Every line from the first one in the listing down to the line with "I'm would like" should be restated word for word.

--- START ---

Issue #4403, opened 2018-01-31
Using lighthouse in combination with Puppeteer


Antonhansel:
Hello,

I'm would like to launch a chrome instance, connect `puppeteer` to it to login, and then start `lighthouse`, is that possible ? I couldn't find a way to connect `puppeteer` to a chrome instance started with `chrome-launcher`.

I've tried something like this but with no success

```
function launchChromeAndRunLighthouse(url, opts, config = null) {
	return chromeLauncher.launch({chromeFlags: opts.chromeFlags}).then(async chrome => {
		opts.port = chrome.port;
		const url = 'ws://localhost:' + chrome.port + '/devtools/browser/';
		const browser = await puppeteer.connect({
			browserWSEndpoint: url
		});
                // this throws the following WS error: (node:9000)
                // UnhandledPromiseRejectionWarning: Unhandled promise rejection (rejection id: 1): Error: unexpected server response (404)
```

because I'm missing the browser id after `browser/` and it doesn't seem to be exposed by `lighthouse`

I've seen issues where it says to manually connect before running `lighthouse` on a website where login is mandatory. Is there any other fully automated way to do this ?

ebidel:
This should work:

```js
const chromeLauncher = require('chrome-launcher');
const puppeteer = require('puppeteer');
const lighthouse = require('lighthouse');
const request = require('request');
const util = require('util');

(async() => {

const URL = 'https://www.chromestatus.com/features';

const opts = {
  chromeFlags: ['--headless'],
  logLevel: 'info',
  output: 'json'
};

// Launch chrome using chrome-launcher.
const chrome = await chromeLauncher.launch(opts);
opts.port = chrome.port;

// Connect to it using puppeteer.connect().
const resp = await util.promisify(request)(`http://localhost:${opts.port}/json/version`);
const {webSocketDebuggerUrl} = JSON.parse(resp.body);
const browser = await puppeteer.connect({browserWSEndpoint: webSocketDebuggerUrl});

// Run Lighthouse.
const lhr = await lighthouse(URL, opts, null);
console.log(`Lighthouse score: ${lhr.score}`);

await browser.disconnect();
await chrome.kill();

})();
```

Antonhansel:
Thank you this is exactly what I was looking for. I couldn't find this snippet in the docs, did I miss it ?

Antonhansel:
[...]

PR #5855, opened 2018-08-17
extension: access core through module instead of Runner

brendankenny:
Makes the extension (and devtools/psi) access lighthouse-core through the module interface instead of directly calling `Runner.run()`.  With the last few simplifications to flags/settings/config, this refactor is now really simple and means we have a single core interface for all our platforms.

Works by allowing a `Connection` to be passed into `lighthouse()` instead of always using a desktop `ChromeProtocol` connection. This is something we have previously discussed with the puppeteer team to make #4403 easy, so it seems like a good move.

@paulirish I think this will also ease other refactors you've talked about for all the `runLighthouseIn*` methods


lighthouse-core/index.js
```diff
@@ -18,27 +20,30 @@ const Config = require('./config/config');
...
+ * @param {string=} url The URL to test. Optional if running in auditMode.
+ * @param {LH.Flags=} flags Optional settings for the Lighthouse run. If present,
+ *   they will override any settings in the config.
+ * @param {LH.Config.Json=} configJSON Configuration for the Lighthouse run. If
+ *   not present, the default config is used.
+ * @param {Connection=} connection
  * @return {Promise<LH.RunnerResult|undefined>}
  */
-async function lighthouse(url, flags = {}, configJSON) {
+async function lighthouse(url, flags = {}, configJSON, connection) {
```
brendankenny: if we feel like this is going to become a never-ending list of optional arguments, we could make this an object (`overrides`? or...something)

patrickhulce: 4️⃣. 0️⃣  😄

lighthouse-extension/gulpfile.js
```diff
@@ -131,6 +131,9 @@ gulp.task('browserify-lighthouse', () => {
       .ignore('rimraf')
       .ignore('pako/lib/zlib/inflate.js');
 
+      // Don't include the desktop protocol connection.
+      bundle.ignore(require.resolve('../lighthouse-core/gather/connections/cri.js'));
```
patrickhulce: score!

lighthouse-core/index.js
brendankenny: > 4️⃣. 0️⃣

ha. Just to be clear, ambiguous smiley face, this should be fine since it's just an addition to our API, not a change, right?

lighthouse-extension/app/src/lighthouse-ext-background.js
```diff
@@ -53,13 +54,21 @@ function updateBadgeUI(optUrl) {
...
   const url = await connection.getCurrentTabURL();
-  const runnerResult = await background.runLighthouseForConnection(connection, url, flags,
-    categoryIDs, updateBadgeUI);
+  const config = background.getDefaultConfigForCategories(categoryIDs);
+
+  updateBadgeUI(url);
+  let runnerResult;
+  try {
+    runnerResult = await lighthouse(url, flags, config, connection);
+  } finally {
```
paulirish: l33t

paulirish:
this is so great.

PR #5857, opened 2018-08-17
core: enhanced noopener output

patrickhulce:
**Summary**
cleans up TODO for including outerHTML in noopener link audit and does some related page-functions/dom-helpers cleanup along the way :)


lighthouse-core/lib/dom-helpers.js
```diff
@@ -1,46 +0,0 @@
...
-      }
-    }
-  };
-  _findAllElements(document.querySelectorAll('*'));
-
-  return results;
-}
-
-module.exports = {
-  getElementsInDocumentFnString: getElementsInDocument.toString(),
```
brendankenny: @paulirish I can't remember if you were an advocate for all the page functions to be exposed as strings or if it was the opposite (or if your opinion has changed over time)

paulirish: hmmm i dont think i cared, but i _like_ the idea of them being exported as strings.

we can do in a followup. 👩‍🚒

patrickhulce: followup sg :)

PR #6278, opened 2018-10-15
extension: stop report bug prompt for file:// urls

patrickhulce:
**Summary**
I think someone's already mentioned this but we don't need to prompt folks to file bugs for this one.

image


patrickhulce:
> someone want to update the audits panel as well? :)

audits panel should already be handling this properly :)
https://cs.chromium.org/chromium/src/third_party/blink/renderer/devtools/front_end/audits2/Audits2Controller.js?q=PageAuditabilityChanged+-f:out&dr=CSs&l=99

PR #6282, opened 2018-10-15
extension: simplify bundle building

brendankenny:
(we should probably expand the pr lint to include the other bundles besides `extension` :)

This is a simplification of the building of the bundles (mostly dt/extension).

--- END ---

SOLVED EXERCISE:
Issue #4403, opened 2018-01-31
Using lighthouse in combination with Puppeteer


Antonhansel:
Hello,

I'm would like to launch a chrome instance, connect `puppeteer` to it to login, and then start `lighthouse`, is that possible ? I couldn't find a way to connect `puppeteer` to a chrome instance started with `chrome-launcher`.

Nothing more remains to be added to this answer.